# high quality videos



## Oskaar (Mar 17, 2011)

*• Mozart: Piano concerto no. 27 in B flat major, KV 595*

00:11 • Allegro
14:23 • Larghetto
21:07 • Allegro
__

32:25 • Encores
__

• Maria João Pires: piano

Chamber Orchestra of Europe
Conducted by Trevor Pinnock

I think it is the first time I hear this concerto, and enjoy it very much. It is a humouristic and self-asure Mozart, but also the curious, lyric and sensitive mozart. This high quality production is very nice to watch too. Niceley, sensitive and energic performed by Maria João Pires. Very good sound.


----------



## Oskaar (Mar 17, 2011)

*Johann Sebastian Bach BWV 1067 Orchestral Suite No 2
Ton Koopman, conductor*

Lovely music, great performanc, fine sound and picture! I have not discovered so much Bach yet, but I see that I have a lots of listening plesure in times to come.


----------



## Oskaar (Mar 17, 2011)

* Stravinsky - Petruschka (piano version)*

_Bravo!
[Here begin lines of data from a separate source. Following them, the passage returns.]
Issue #411, opened 2024-06-04
Alternative branch should match shared prefix only once


mvorisek:
This is a feature request for engine optimization.

Repro: https://3v4l.org/JKn6D/rfc#vgit.master_jit

Such dummy regexes like `(a|b|...|z)` are very common for language grammars or routing.

The repro shows massive speedup (from 3.4 ms to 0.82 ms). According regex101.com the speedup is 865 vs. 93 steps only.

The engine should detect shared prefix/subpattern in alternative branch like `(ab?c|ab?d)` and optimize it into `(ab?(?:c|d))`.

Challenges:

- non-consequent shared prefix - ex. `(ab?c|x|ab?d)`
- subpatterns with capturing groups - ex. `((a)b|((a)c)`

But I belive they can be easily handled internally.

zherczeg:
Optimizations are not that easy in general. Pattern to pattern optimizations are usually done by other projects such as https://github.com/zherczeg/repan . The general workflow is optimizing patterns at compile time, and the application uses the optimized variants. This saves time and energy, since the costly steps are done once.

mvorisek:
> Pattern to pattern optimizations are usually done by other projects such as https://github.com/zherczeg/repan .

The repan project impl. the feature as "merge alternatives" - https://github.com/zherczeg/repan/blob/25d6e3aabf/tests/opt/test_merge_alternatives_expected.txt.

Such optimization is very powerful with a little extra CPU cycles needed when compiling the pattern and with zero to minimal extra CPU cycles needed when evaluating the compiled pattern. Such optimization should be done by PCRE library itself as many typical usages do not involve compile phase (interpreted languages, user search inputs, ...) and requiring this to be done by intermediate library would require parsing the regex twice and requiring all vendors to maintain extra dependency.

I have updated the description to stress there are cases which can and should be optimized internally but cannot be done by "pattern to pattern optimizations" anyway.

PhilipHazel:
Now that it's recorded as an issue, somebody might pick this up in the future. It won't be me, because after I manage to get 10.44 released (soon, I hope) I want to start looking for someone to take over the PCRE2 project because I am getting too old. :-(

PhilipHazel:
[...]

Issue #13, opened 2021-08-24
Revise and extend character classes


PhilipHazel:
This issue records several potential upgrades to the handling of character classes in PCRE2. This could be a lot of work in both the interpreters and the JIT.

1. The current code in the compiler has been hacked into an untidy mess and the compiled code is also messy. A revised implementation is needed that is more uniform and can better handle Unicode characters so as to make matching more efficient. For example, bitmaps could be used for runs of characters other than just 0-0xFF. Or some better coding scheme could be devised.

2.  Perl has an experimental extended class feature as in this example:
 
  /(?[ ( \p{Thai} + \p{Lao} ) & \p{Digit} ])/

Any new compiled format should be able to handle such things.

3. There was a request for a way of re-defining \w (and therefore \W, \b, and \B). An in-pattern sequence such as (?w=[...]) was suggested. Easiest way would be simply to inline the class, with lookarounds for \b and \B. Ideally the setting should last till the end of the group, which means remembering all previous settings; maybe a fixed amount of stack would do - how deep would anyone want to nest these things? Of course, this idea also suggests redefining \d and \s. Is this worth doing, given that named groups can be used? It would be more efficient, because it can be processed at compile time.

michaeltang4829:
Hi, I'm curious if there's any new interesting in this effort? As mention above, Perl already has experimental behavior with extended character classes. I believe ECMA JavaScript and Rust engines already support character class set operations e.g. subtraction, intersection, union, etc... And Python is issuing FutureWarnings hinting this feature is coming to their engine soon. It's without a doubt this could be a huge effort to implement.

PhilipHazel:
Quite a long time ago I had some ideas as to how to do this, but I didn't write them down and I got distracted with other things. It would, as you say, be a big effort, affecting the compiler, the interpreters, and the JIT coding. I won't be getting involved because I'm trying to get other folk to take over PCRE2 - see #426.

PhilipHazel:
I am closing this because  #553 implements extended character classes.

PR #464, opened 2024-09-06
Rewrite regexes where common prefix can be pulled out from alternation branches

alexdowad:
Thanks to @mvorisek for suggesting this optimization.

A new "rewrite" pass has been added to the regex compilation process. For now, the rewrite pass only optimized one type of regex: those where every branch of an alternation construct has a common prefix.

In such cases, we rewrite the regex like so (for example):

```
    (abc|abd|abe) ⇒ (ab(?:c|d|e))
```

An extra non-capturing group is not introduced if the alternation is within a non-capturing group (which is not quantified using ?, *, or a similar suffix). In that case we simply do something like:

```
    (?:abc|abd|abe) ⇒ ab(?:c|d|e)
```

In some edge cases, it is possible that rewriting a group with common alternation prefix might open up the opportunity to pull out more common prefixes. For example:

```
    (a(b|c)d|(ab|ac)e)
```

In that case, if the group '(ab|ac)' was rewritten to pull out the common prefix, it would then become possible to pull out a common prefix from the top-level group. However, we do not take advantage of that opportunity. Further, we do not perform the rewrite in cases where the prefixes are semantically equivalent, but parse to a different `parsed_pattern` sequence.

Groups which the regex engine might need to backtrack into are never pulled out, since this could change the order in which the regex engine considers possible ways of matching the pattern against the subject string, and could thus change the returned match. For example, this pattern will not be rewritten:

```
    ((?:a|b)c|(?:a|b)d)
```

Also, callouts are never extracted even if they form a common prefix to an alternation. Some backtracking control verbs, like (*SKIP) and (*COMMIT), are never extracted either. Further, alternation is not rewritten in lookbehind assertions, since this can easily convert fixed-length lookbehind to variable lookbehind.

A different type of rewrite is performed if an alternation construct matches only single, literal characters:

```
    (a|b|c) ⇒ ([a-c])
```

A new compile option, `PCRE2_NO_PATTERN_REWRITE`, has been added to skip the pattern rewrite phase when compiling a pattern.

I have extensively fuzzed this patch. Fuzzing revealed many bugs, which have been fixed.


alexdowad:
I've noticed one thing here... `RunTest.bat` only runs test suites 1-23 on Windows (24, 25, and 26) are not run.

Is this intentional? Should I add the new suite 27 to RunTest.bat?

src/pcre2_compile.c
```diff
@@ -10695,9 +11421,9 @@ if (!utf)
 is set we have to assume a numerical callout (4 elements) for each character
 plus one at the end. This is overkill, but memory is plentiful these days. For
 many smaller patterns the vector on the stack (which was set up above) can be
-used. */
+used. Include space for wrapping pattern in non-capturing parentheses. */
```
carenas, line 11424: A comment that explains better why the magic number 2 is needed, might be better IMHO

src/pcre2_compile.c
```diff
@@ -5178,7 +5187,722 @@ errorcode = ERR79;
...
+    if (group_end != cb->parsed_pattern_end-1) {
+      break;
+    }
+
+    size_t pattern_length = cb->parsed_pattern_end - cb->parsed_pattern;
+    /* Copy down everything except for unneeded BRA, unneeded KET, and META_END
+     * We will leave some junk in the high end of the parsed_pattern buffer, but
+     * this doesn't matter; `parsed_pattern_end` will point to the end of the used
+     * portion, and we will ensure the used portion ends with META_END */
+    memmove(&cb->parsed_pattern[0], &cb->parsed_pattern[1], (pattern_length - 3) * sizeof(uint32_t));
```
carenas, line 5901: wouldn't be easier to override the last record with META_END and move the pointer to the first forward?

src/pcre2_compile.c
```diff
@@ -5178,7 +5187,722 @@ errorcode = ERR79;
...
+{
+  rewrite_buf buf;
+  rewrite_buf_init(&buf);
+
+  rewrite_alternation(cb->parsed_pattern, cb->parsed_pattern_end-1, NULL, &buf, cb->parsed_pattern, cb->start_pattern, &ccontext->memctl);
+  rewrite_finish(&buf, cb, &ccontext->memctl, heap_parsed_pattern);
+}
+
+/* Strip non-capturing parentheses which may be wrapping the entire regex */
+static void strip_enclosing_nocaptures(compile_block *cb)
```
carenas, line 5888: this is a fairly unique "optimization", care to explain the rationale of why is it needed/desired in the comment instead of the "what" which can be inferred by the code?

carenas (commented):
Didn't fully look at the code (or even pulled it), as the difference on style/design and white space changes keeps distracting me though, but if this code hasn't been tested yet in Windows it might be worth marking it as "draft".
Notice there are some warnings triggered by the CI, and there is at least one place where `-Wdeclaration-after-statement` should trigger.

RunTest
```diff
@@ -898,6 +903,18 @@ for bmode in "$test8" "$test16" "$test32"; do
     fi
   fi
 
+  # Pattern rewriter tests
+
+  if [ $do27 = yes ] ; then
+    echo $title27
+    if [ $utf -eq 0 ] ; then
```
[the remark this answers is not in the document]
alexdowad: Excellent point, will do that.

testdata/testinput17
```diff
@@ -282,7 +282,7 @@
 
 /[axm]{7}/
 
-/(.|.)*?bx/
+/(a|.)*?bx/
```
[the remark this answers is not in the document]
alexdowad: Good point.

src/pcre2_compile.c
alexdowad: True, that is very true.

src/pcre2_compile.c
alexdowad: Will do. The point is basically that the new code adds an extra `(?:` and `)` wrapping every pattern at the top level, in order to make recursive traversal of the pattern easier. So that those do not affect anything in the following stages, it strips them off after pattern rewriting is complete.

src/pcre2_compile.c
alexdowad: Ah, wait a moment, I answered too soon. `cb->parsed_pattern` may, in some cases, be a malloc'd pointer. We have to keep it so that we can `free` it later. So if we want to be able to remove a prefix from the pattern by bumping `cb->parsed_pattern` forward, we would need to add another member to `compile_block` to record the original value.

Do you think that would be worthwhile? Personally, I have my doubts.

Even so, at the very least, I could ensure that `memmove` is only done once even if the pattern is wrapped in multiple layers of redundant parens.

src/pcre2_compile.c
carenas: got it, so the comment should be using "are" instead of "may be" and that also explains the "magic 2" and other oddities like that renamed pointer name and the addition of a clone of it in "intops".

anyway, thanks for doing this and kudos on what looks like a sound first major contribution.

src/pcre2_compile.c
carenas: > we would need to add another member to `compile_block` to record the original value.

or just keep it in the stack as a local variable, no?; worst case you might need keeping track of the depth and I am sure there is a variable in there that could be reused.

it is not only the performance impact (remember that `compile_block` is in the stack to avoid doing malloc/free and the performance impact that has) of doing a `memmove`, but the fact that it is (most of the time) writing over the stack memory and that is also risky.

src/pcre2_compile.c
zherczeg: As far as I remember all patterns are enclosed in (?: ) by default.

doc/pcre2_compile.3
```diff
@@ -65,6 +65,7 @@ The primary option bits are:
                             theses (named ones available)
   PCRE2_NO_AUTO_POSSESS    Disable auto-possessification
   PCRE2_NO_DOTSTAR_ANCHOR  Disable automatic anchoring for .*
+  PCRE2_NO_PATTERN_REWRITE Disable pattern rewriting optimizations
```
mvorisek, line 68: In the future, there might be more rewrite optimizations. I would name this specifically for https://github.com/PCRE2Project/pcre2/issues/411 optimization only.

carenas: Disagree (at least in principle). As described in the discussion for that feature request this is indeed adding a completely new mode of operation for PCRE which was NEVER an optimizing compiler and where the normal use cases expected some other way to optimize the pattern (the same applies to JIT BTW which mostly translates the interpreter opcodes into native CPU code)

I "agree" that long term other "rewrites" might be added and would be a good idea to identify them here, but the way to do so would be to add flags for each case as extended options IMHO.  Indeed I would argue that this option SHOULDN'T be using one of the few options bits left and should be instead enabled through an extended option itself.

zherczeg:
Similar to other analysis, I would move this out of the pcre_compile. As a first step, I would introduce a `pcre_compile.h` which contains the internal definitions, and only included by similar optimizations. We could organize optimizations better in the future.

doc/pcre2_compile.3
zherczeg: I would use an O0-O3 system similar to gcc. The O1 is the default, and the behaviour is same as now. Then we could introduce optimizations, which costs more time, but improves performace more. We could also disable optimizations, such as auto-possession with O0. Disabling first character optimizations would be deprecated as well.

PhilipHazel: My view when Alex and I discussed this was that NO_PATTERN_REWRITE would disable *all* rewriting optimizations, present and future. If there is a need to disable individual ones, then additional extended options can be used.

PhilipHazel:
Are we ready to merge this yet?

alexdowad:
> Are we ready to merge this yet?

Absolutely not. :smile: There has been some great feedback from @carenas and others which I need to implement.

src/pcre2_compile.c
alexdowad: @zherczeg You are right, but that is done later in the compilation process. So if I don't strip redundant parens here, then it will mean every pattern will be enclosed in *two* sets of (? :).

src/pcre2_compile.c
alexdowad: > or just keep it in the stack as a local variable, no?; worst case you might need keeping track of the depth and I am sure there is a variable in there that could be reused.

That would also work, but we would need to keep that stack variable around all the way to the very end of `pcre2_compile` (currently line 11919-11920). If we do that, I think it's not any different from adding another member to `compile_block`.

testdata/testinput17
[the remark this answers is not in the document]
alexdowad: This is done. I will push an update soon.

doc/pcre2_compile.3
carenas: I think I wasn't clear enough and indeed might had confused the discussion further by mentioning the extended options, which I was proposing should be used to ENABLE each optimization, and therefore the `#define` and bit in the compile options that this thread is attached two could be reused.

Agree that the `(*NO_PATTERN_REWRITE)`  pattern option setting should disable all optimizations.

PhilipHazel:
I have marked this PR as draft.

src/pcre2_compile.c
carenas: > I think it's not any different from adding another member to `compile_block`

AFAIK `compile_block` is by design a "context" that gets passed around between possibly recursive calls, and therefore gets updated by them.

Unless I am not understanding your explanation correctly, it would seem that the original pointer to `cb->parsed_pattern` is constant and only would need to be updated in the parent function, no? so wouldn't it make more sense (by design) to keep it as a simple local variable?

alexdowad: I'll have to look at the code in detail and see exactly where the original pointer to `cb->parsed_pattern` is needed. Then I can give a better answer.

PhilipHazel: The "compile block", pointed at by the variable cb, contains data that is needed by more than one function in the compiling process, and is more than would be sensible to pass as multiple arguments. In a non-thread-safe world these would probably be static variables, but the PCRE2 functions (with the exception of the POSIX wrapper stuff) are thread-safe and therefore cannot use static variables. If a value is needed only in one function, it can just be on the local stack.

doc/pcre2_compile.3
zherczeg: What do you think about `(*OPT0)` - `(*OPT3)`? People in general don't really understand the effect of individual optimizations. O0-O3 is a simple way to say I don't mind a longer compilation time for faster execution.

We could add a new api to set the optimization level in compile context.

zherczeg:
Could you share your results about the optimization? Compile time overhead vs speed gain. Interpreter and jit is also interesting.

zherczeg:
I realized we are not just adding a new function here, we are also adding an entirely new subsystem. So we should discuss how similar optimizations should be handled in the future, because changing the api after a release is difficult.

My api proposal:
`pcre2_compile_set_opt(compile_context, optimization_level, disabled_optimizations);`

Most people don't know the effect of various optimizations, so they can simply set `disabled_optimizations` to 0. However, if a certain optimization cause issues in a certain system, they can disable that particular one.

The `optimization_level` can be 0-3, and performs a `disabled_optimizations |=` operation to add disabled optimizations internally. Hence the compile context does not store `optimization_level` directly.

It is also a good question how patterns could override the optimization level. Setting it to 0 may hurt system performance, and not necessary desired in all cases. Shall we add an option to `disabled_optimizations` which prevents overriding the optimization level? Or can only increase or decrease the optimization level.

src/pcre2_compile.c
alexdowad: This has been done, update not yet pushed.

src/pcre2_compile.c
alexdowad: Added comment here.

src/pcre2_compile.c
alexdowad: @carenas is right 😆 
Updated my PR accordingly. It's better this way.

alexdowad:
Although not all issues raised by reviewers have been resolved, I am pushing an update so any comments can refer to the latest version of the PR.

RunTest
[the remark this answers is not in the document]
alexdowad: OK, this is done.

doc/pcre2_compile.3
carenas: I guess that setting an optimization level in pattern with `(*OPT=n)` might be useful to end users that have a new enough library and no other way to enable them, but still think it would be better to enable them through an API call instead (or an extended option) based on the use cases spelled in the original request.

I also think it will be better to be disabled by default (your idea of level 1 being the default and including "autoposification" as a "rewrite like" optimization if you squint hard enough, might work) but I suspect it might be cleared to start with 0 and had this part of 1.

zherczeg: Could you describe your suggestion for the whole API? Including C and pattern string API. I think this is the most important part to decide, the rest can be changed internally between releases.

PhilipHazel: My hope was that this new optimization would be cheap enough that it could happen by default, just like pcre2_study(). There are two reasons for having a disabling option: (1) As an emergency safety net in case there are broken cases and (2) so that it's easy to make comparisons with and without the optimization. I am not really keen on optimization levels.

carenas: We had yet to see any performance numbers though, and I am also a little concerned by the increase on code size memory from the test output, but it might be just bugs and easy to nail down once we are back to having code that builds mostly warning free and without leaks.

Going back to Zoltan's API question, are you suggesting we punt the need for an API or extra flags until there is another optimization? or even until there are problems with one of them specifically?

alexdowad: > We [have] yet to see any performance numbers though...

That will be addressed soon enough. I am dealing with the issues raised one by one.

alexdowad:
Tomorrow I hope to look into the issue @carenas mentioned whereby the 'code size memory' has increased for some patterns. Will post my findings here.

doc/pcre2_compile.3
zherczeg: I would like all current and future optimization handled in the same way. There are only a few compile flags remained, and I would prefer reserving them for features, rather than optimizations. If we add 2-3 optimizations / year, that will be 20-30 in 10 years. Would be good if their generic interface is decided now, rather than each optimization is handled by different ways.

carenas: > My hope was that this new optimization would be cheap enough that it could happen by default, just like pcre2_study()

The problem though is that unlike `pcre_study()` the pattern itself could change and therefore basic things like `erroroffset` become unreliable and as pointed out in #460 could be even a source of crashes (another reason why I think it might not be a good idea to allow it by default).

Eitherway I agree with Zoltan that nailing the API first is worth doing with the first release (even better if with the first commit)

src/pcre2_compile.c
carenas: > If a value is needed only in one function, it can just be on the local stack.

That is what I meant by "design", and indeed why I was expecting it to be set as a local variable for pcre2_compile() where its scope is simpler to understand instead of something that _could_ be updated by any function that participates in the process of compiling a pattern.

It seems I wasn't "right" enough though as the implementation went in a different direction.

alexdowad: @carenas Yes, I discovered that it wasn't that easy. The problem was that if a rewrite is performed, the buffer which the rewritten pattern goes into *also* needs to be reliably freed.

doc/pcre2_compile.3
alexdowad: > The problem though is that unlike the `pcre*_study()` optimizations, the pattern itself could change and therefore basic things like `erroroffset` become unreliable and as pointed out in #460 could be even a source of crashes (another reason why I think it might not be a good idea to allow it by default).

What you have mentioned here is a very serious issue. I may put this PR 'on hold' to allow time to think about this. It could be a fatal flaw.

alexdowad: With regard to the `erroroffset` issue raised by @carenas: I think that with the existing PCRE2 API, pattern rewriting optimizations of the kind in this PR can be done *only* if all possible causes of errors (or at least, errors which require a value to be returned in `erroroffset`) are checked first. Pattern rewriting can only be done once we are sure that there is no possible reason to return an `erroroffset`.

alexdowad: Ah... 🤦🏻‍♂️ Sorry, scratch the above comment.

I've just remembered: the pattern rewriting phase added in this PR does not rewrite the *pattern string*; it rewrites the `parsed_pattern` vector which comes from the pattern string.

Some of the `parsed_pattern` items have associated data which includes offsets into the original pattern string; when adjusting the `parsed_pattern` vector, the pattern rewriter maintains all these offsets "as is", so that if any error is detected later in the compilation process, `erroroffset` will point to the appropriate part of the original pattern string.

(This might be a good debug assertion: run through the `parsed_pattern` vector and check that all pattern string offsets are within bounds.)

zherczeg: I thought the rewriting happens after the parsing is successful, so no error (besides out of memory) can happen.

alexdowad: > I thought the rewriting happens after the parsing is successful, so no error (besides out of memory) can happen.

You are right that rewriting happens after a successful parse... but there are just a few types of errors which are not detected during parsing, but rather when processing the `parsed_pattern` vector. For all such cases, offsets into the original pattern string are stored in the `parsed_pattern` vector, and the pattern rewriter makes sure not to destroy these.

carenas: The erroroffset issue was likely a red herring, but it is offtopic for this conversation which I think needs a resolution.

It would seem that @PhilipHazel likes the current one as it is sufficient and doesn't make a difference when there is only one rewriting optimization anyway and might want this discussion punted until later.

Note that the option flag mentioned here is to disable all rewriting.

zherczeg: Whatever we do, it should happen before the next release. There are only a few compile flags left, and this flag feel out of scope for me. What about making this always enabled in this patch, and make it conditional when we decide how to do it.

alexdowad: Definitely, this issue needs to be resolved. But even just for testing purposes, it's vital that we can disable the optimization. I think making it "always enabled" is not an option.

My next priority on this PR is to investigate why the 'code memory' size has increased for some patterns. After that will be to eliminate all compiler warnings. Other issues to be worked on include: enabling tests on Windows if appropriate, coming to a resolution on whether PCRE2 will move to the C99 standard or not, questions of brace style, and performance benchmarking. (Philip has already done a bit of benchmarking, and from his limited results, it appeared that this optimization is both 1) worthwhile and 2) has relatively small impact on compile time. But more thorough and extensive benchmarking is needed. It's possible that the benchmarking might cause me to do more performance work to reduce the impact on compile time.)

As all those matters fall into place one by one, at some point, the issue of how to disable the optimization must be worked out. I agree with Zoltan that the number of bits left in the compile options is truly small. But otherwise I haven't thought hard enough to weigh in on the issue. I just followed what has been done for previous optimizations.

I consider it extremely important that Zoltan, Carlo, and other key contributors who have helped to make PCRE2 what it is now are all happy with whatever is decided.

PhilipHazel:
Two comments:  (1) I was about to comment about erroroffset not being a problem, but that seems to have been explained by others. (2) How about adding a new 32-bit field to the compile context called, say, OPTIMIZE_SWITCHES, which contains a bit for each optimization that can be enabled/disabled. A function could then set them individually, or "levels" such as 0, 1, 2, etc could set a selection of them. Existing NO_xxx options would have to be kept, of course, for backward compatibility, but we could move the new NO_REWRITE into the new field.

alexdowad:
> How about adding a new 32-bit field to the compile context called, say, OPTIMIZE_SWITCHES, which contains a bit for each optimization that can be enabled/disabled...

👏🏻 

Nice. Very nice.

alexdowad:
> ...I would think of possibly using SIMD to test for 8 different byte values at once...

For x86, perhaps something like:

```c
    __m64 class = _mm_set_pi8(char1, char2, char3, char4, char5, char6, char7, char8);
    __m64 test = _mm_set1_pi8(subject_char);
    if (_mm_movemask_pi8(_mm_cmpeq_pi8(class, test)) {
        /* subject_char matches char class */
    }
```

In JIT'd code, hopefully it might be possible to load the MM register just once and keep the character class values there for the duration of the match.

zherczeg:
JIT has many optimizations for classes. E.g. `[Aa]` is converted to `(char | 0x20) == a`, or `[a-z]` is converted to `(char - a) <= z - a`.

PhilipHazel:
Prompted by the discussion with the Excel people I have actually had a few thoughts about refactoring how classes are handled, so I would suggest not doing anything drastic at this stage. I may write some ideas down - perhaps add them to issue #13.

alexdowad:
I have just fixed a couple of compiler warnings in my code (haven't yet pushed an update).

Carlo mentioned that "there are warnings triggered by CI"; I looked at the output of some of the CI build jobs but don't see where these warnings are. May I ask where is the right place to look?

carenas:
> For char classes which only have a small number of character values (say up to 8), I wouldn't be surprised if it would be faster _and_ make the regex bytecode smaller to represent the character values as literal bytes.

indeed in some cases the pattern writer might had optimized it by using alternations (usually atomic) and the pattern rewriting is undoing that work.

noticed that the original feature request didn't request for what it is described as a "different type of rewrite" above:

```
(a|b|c) ⇒ ([a-c])
```

where did that came from?; while there is definitely a lot that can be done to improve performance for classes I would expect this to be a pessimization (specially with UTF)

carenas:
> where these warnings are

next to the PR there is a mark that lists all the jobs, they are also visible from the "actions" menu on top.

The "Build" step of the windows job which might be accessible from this [link](https://github.com/PCRE2Project/pcre2/actions/runs/10758641124/job/29834287900) then shows stuff like:

```
D:\a\pcre2\pcre2\src\pcre2_compile.c(5350,1): warning C4715: 'find_group_end': not all control paths return a value [D:\a\pcre2\pcre2\build\pcre2-16-static.vcxproj]
D:\a\pcre2\pcre2\src\pcre2_compile.c(5363,1): warning C4715: 'find_class_end': not all control paths return a value [D:\a\pcre2\pcre2\build\pcre2-16-static.vcxproj]
```

alexdowad:
> where did that came from?; while there is definitely a lot that can be done to improve performance for classes I would expect this to be a pessimization (specially with UTF)

Philip asked me to add that feature because he felt that char classes should be faster than alternation. However, when thorough benchmarking is done, we will find out if that is true or not.

alexdowad:
> The "Build" step of the windows job which might be accessible from this [link](https://github.com/PCRE2Project/pcre2/actions/runs/10758641124/job/29834287900) then shows stuff like:

Ah, I see. I was just looking at the jobs for Linux. Thanks! :smile:

It looks like the Windows compiler (Visual C++, I guess) doesn't support `__builtin_unreachable` and that is the reason for the warning. Just doing some more research...

PhilipHazel:
I did some experiments with (a|b|c) => ([abc]) and in my case the latter was much faster, which was what I expected. It is just testing one character against a class, as opposed to setting up the testing of several branches with backtracking, and that involves initializing stack frames, etc, etc.

alexdowad:
Tomorrow I plan to enable some of the new tests on Windows. Because I don't own a Windows machine to test on, I might test the changes by pushing updates to this PR (and seeing what happens in CI). So... sorry if the reviewers get lots of push notifications.

PhilipHazel:
Here are some timings on my quite old Linux box:

```
/x(a|b|c)/
    xdxexfxc
Match time  0.3103 microseconds
 0: xc
 1: c

/x([abc])/
    xdxexfxc
Match time  0.2328 microseconds
 0: xc
 1: c

/x(?:a|b|c)/
    xdxexfxc
Match time  0.2730 microseconds
 0: xc

/x[abc]/
    xdxexfxc
Match time  0.1820 microseconds
 0: xc

```

carenas:
> Here are some timings on my quite old Linux box:

on the topic of classes being inefficient with UTF (another red herring), from my probably older MBP:

```
  re> /x[áàãäa]/BI,utf 
        Bra
        x
        [a\xe0\xe1\xe3\xe4]
        Ket
        End
Capture group count = 0
Options: utf
First code unit = 'x'
Subject length lower bound = 2
data> xä
Match time  0.0724 microseconds
 0: x\x{e4}
data> xa
Match time  0.0690 microseconds
 0: xa
```

And more importantly, to try to keep on topic, how the pattern rewriter actually helps:

```
  re> /x(?:a|b|c|d|e)/BI,utf
        Bra
        x
        [a-e]
        Ket
        End
Capture group count = 0
Options: utf
First code unit = 'x'
Subject length lower bound = 2
data> xa
Match time  0.0686 microseconds
 0: xa
data> xe
Match time  0.0686 microseconds
 0: xe
```

carenas:
> Because I don't own a Windows machine to test on, I might test the changes by pushing updates to this PR (and seeing what happens in CI)

The windows job was indeed added to help with that, and also test the code in 32-bit (which also isn't that common nowadays)

There is no need to spam this PR with your tests though, as the actions can be also enabled in your fork and run independently, on that line I also added a couple of PRs there that would be nice to see included in the next release.

A couple more things that would be nice to see are:

1. It would seem that the detection for not supported cases could be done earlier (in `parse_regex()`) and therefore `rewrite_regex()` could return early or not even be invoked in those cases.  Although a layering violation, it might be worth keeping track of how much of the pattern could be skipped and simply copied over to the new `pattern` buffer.
2. Changes to the API that were discussed earlier.

Let us know how to help more effectively with those, otherwise.

alexdowad:
> There is no need to spam this PR with your tests though, as the actions can be also enabled in your fork and run independently,

That's nice to hear. What do I need to do so that any new branches I push to my fork (even if no PR is open) will invoke a CI run?

carenas:
I did mine long ago, and so I might be misremembering, but there used to be a "big red button" under the "actions" menu in my repository that asked for actions to be enabled.

Which branches the configuration affects is defined in the "code" as part of what is inside the `.github` directory, and ours have indeed no restrictions at all to make it easier.

alexdowad:
Since this PR, as currently written, requires C99:

Philip sent an e-mail to several contributors earlier, asking whether anyone has comments on whether it would be a good idea to bump the minimum required version of the C language to the C99 standard. The gentleman who packages PCRE2 for Debian replied that he likes the idea, but others did not respond. Can I please ask for further comments on the issue?

If some contributors do not like this, or if there are too few responses, I can still rework the PR so that the code still builds with pre-C99 compilers.

PhilipHazel:
Actually, I think this train has already left the station. C99 features already exist in a number of files. I've just done a grep for "for \(int" (which is a C99 thing) and that usage is widespread. Nobody has complained, as far as I know.

alexdowad:
> Actually, I think this train has already left the station. C99 features already exist in a number of files.

Great, that is clear.

Next issue which needs some consensus: Should I update this PR to follow the existing brace style in PCRE2?

carenas:
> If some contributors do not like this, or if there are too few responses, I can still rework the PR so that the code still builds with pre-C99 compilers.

She absolutely captures the Russian flavour and rhythm. This is even better than some two piano versions I've heard. Almost superhuman, not just technique but SO musical too. Stravinsky would have been very impressed I'm sure._(Youtube comment.)

_Yuja Wang is quite the most fantastic pianist I have heard. And, as if that is not enough she is also adorably beautiful. A sensation in every respect﻿_(Youtube comment.)

I can just follow the praising of this wonderfull artist, and the work is entertaining and ammusing


----------